Loan default prediction is critical for retail lenders to manage credit risk and maintain profitability. Our data contained demographic, credit bureau, and historical repayment features. The low base rate of defaults (12.4%) and noisy real-world signals make high-precision, high-recall models difficult to achieve simultaneously.
| Model | Precision | Recall | F1-score | ROC-AUC |
|---|---|---|---|---|
| Logistic Regression | 0.17 | 0.52 | 0.26 | 0.60 |
| Random Forest | 0.15 | 0.86 | 0.26 | 0.65 |
| XGBoost | 0.15 | 0.41 | 0.22 | 0.57 |
The ROC-AUC curve shows Random Forest delivers the best trade-off between sensitivity and specificity. Its recall of 0.86 means it successfully flags 86% of all actual defaulters. While its precision (0.15) is low, this is an acceptable compromise for use cases focused on minimizing undetected risk.
- Financial Risk Reduction: Catching more defaulters reduces charge-offs and improves portfolio health.
- Business Justification: False positives (non-defaulters flagged as defaulters) can be managed operationally with manual checks or conservative credit terms.
- Compliance: Models must show robustness in identifying risk accurately, even at the cost of precision.

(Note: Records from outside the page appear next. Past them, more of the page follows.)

PR #1225, opened 2015-06-28
Send postMessage to opener before autoclose

freddyb:
This patch comes in handy when using another webapp that uses window.open to delegate adding to the wallabag site. I'm needing this for the upcoming Firefox OS app that I'm working on: https://github.com/freddyb/wallabag-fxos/

The patch apply cleanly on the dev branch as well as 1.9 (where I'm using it).

cc @tcitworld

### DIFF
--- a/themes/_global/js/autoClose.js
+++ b/themes/_global/js/autoClose.js
@@ -1,6 +1,26 @@
 $(document).ready(function() {
 	current_url = window.location.href
 	if (current_url.match("&closewin=true")) {
+		if (opener) {
+			var msgDiv = $("div.messages");
+			var msg = msgDiv.children("p").text();
+			var status = msgDiv.hasClass("success") ?
+				'success' : 'unknown';
+			/* TODO
+			 * I would also like to send the link back
+			 * but the first link e.g. $(".tool.link")[0]
+			 * may not be the right way to find it:
+			 * We also get a "success" when the item is
+			 * already stored. In this case the item
+			 * will be sorted to the top.
+			 * Are there other cases where we get a
+			 * success but the url is not on top?!
+			*/
+			var url = $(".tool.link")[0].href;
+			opener.postMessage({"wallabag-status": status,
+				"wallabag-msg": msg,
+				"wallabag-url": url }, "*");
+		}
 		window.close();
 	}
 });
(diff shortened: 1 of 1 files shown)


themes/_global/js/autoClose.js
```diff
@@ -1,6 +1,26 @@
 $(document).ready(function() {
 	current_url = window.location.href
 	if (current_url.match("&closewin=true")) {
+		if (opener) {
```
j0k3r: What is `opener` and where is it defined ?

tcitworld: I guess it's window.opener in fact.

tcitworld:
> I would also like to send the link back but the first link e.g. $(".tool.link")[0] may not be the right way to find it

Currently it's the only way I see. Maybe a better way would be to have the server send back this information somehow, for example in the success message.

> We also get a "success" when the item is already stored. In this case the item will be sorted to the top. Are there other cases where we get a success but the url is not on top?!

When a article is added, it should be [the only time](https://github.com/wallabag/wallabag/blob/master/inc/poche/Poche.class.php#L234).

themes/_global/js/autoClose.js
freddyb: Yeah, I can rewrite this to `window.opener` if you want

And if you allow me, I think I could make the surrounding JS a bit nicer:
```diff
-	current_url = window.location.href
-	if (current_url.match("&closewin=true")) {
+	if (location.search.match("&closewin=true")) {
```

freddyb:
@tcitworld: I will remove the comment and go on using `$(".tool.link")[0]` for the URL then. Thanks!

tcitworld:
Thanks to you. 
Btw, I got someone to show me the app running on Firefox OS yesterday, but the wifi connexion was bad and I couldn't complete adding a link from the app. Seems to do what it needs to do nicely though.

freddyb:
I have added another commit to address your review comments. Looking forward for additional feedback!

Once the review is granted, I will meld those commits into a single one using git rebase.

tcitworld:
Looks fine to me. I wonder if we could benefit from this feature in other apps (cc @kevmeyer @jlnostr)

tcitworld:
@freddyb, can you resend your PR on dev branch. I will merge it just after this.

- Random Forest is the most effective model, delivering:
- Highest recall (0.86)
- Best ROC-AUC (0.65)
- Competitive F1-score (0.26)
Given its predictive strength and robustness, Random Forest is recommended as the production candidate, especially in high-stakes lending environments.
- Issue: The low precision across all models (0.15–0.17) indicates a high false positive rate. Many non-defaulters are incorrectly flagged.
- Next Steps:
- Threshold Tuning: Adjust probability thresholds to optimize for a better precision-recall balance suited to business goals.
- Segment Analysis: Identify borrower subgroups where the model struggles, such as thin-file or new-to-credit applicants.
- Cost-Sensitive Training: Penalize false positives more explicitly to force the model to improve its precision.
-
Deploy Random Forest
- Launch in a pilot phase to monitor recall and operational false positives.
- Create a fallback review process for flagged borrowers.
-
Enhance Dataset
- Add alternative data (social data, utility payments).
- Enrich features to improve signal-to-noise ratio.
-
Optimize Decision Thresholds
- Calibrate probability cutoffs using business impact simulations.
Target Metrics:
- ROC-AUC: ≥ 0.75
- Recall: ≥ 0.70 (even if precision is ~0.20)
- Precision: ≥ 0.25 (at recall ≥ 0.50)
Implementation Timeline:
- Phase 1 (30 days): Deploy Random Forest and monitor KPI drift.
- Phase 2 (60 days): Conduct more robust feature engineering and threshold tuning.
- Phase 3 (90 days): Retrain with improved data and refine business integration.
All metrics derived from cross-validation on hold-out datasets. Model selection and thresholds should be reviewed jointly by data science and credit policy teams.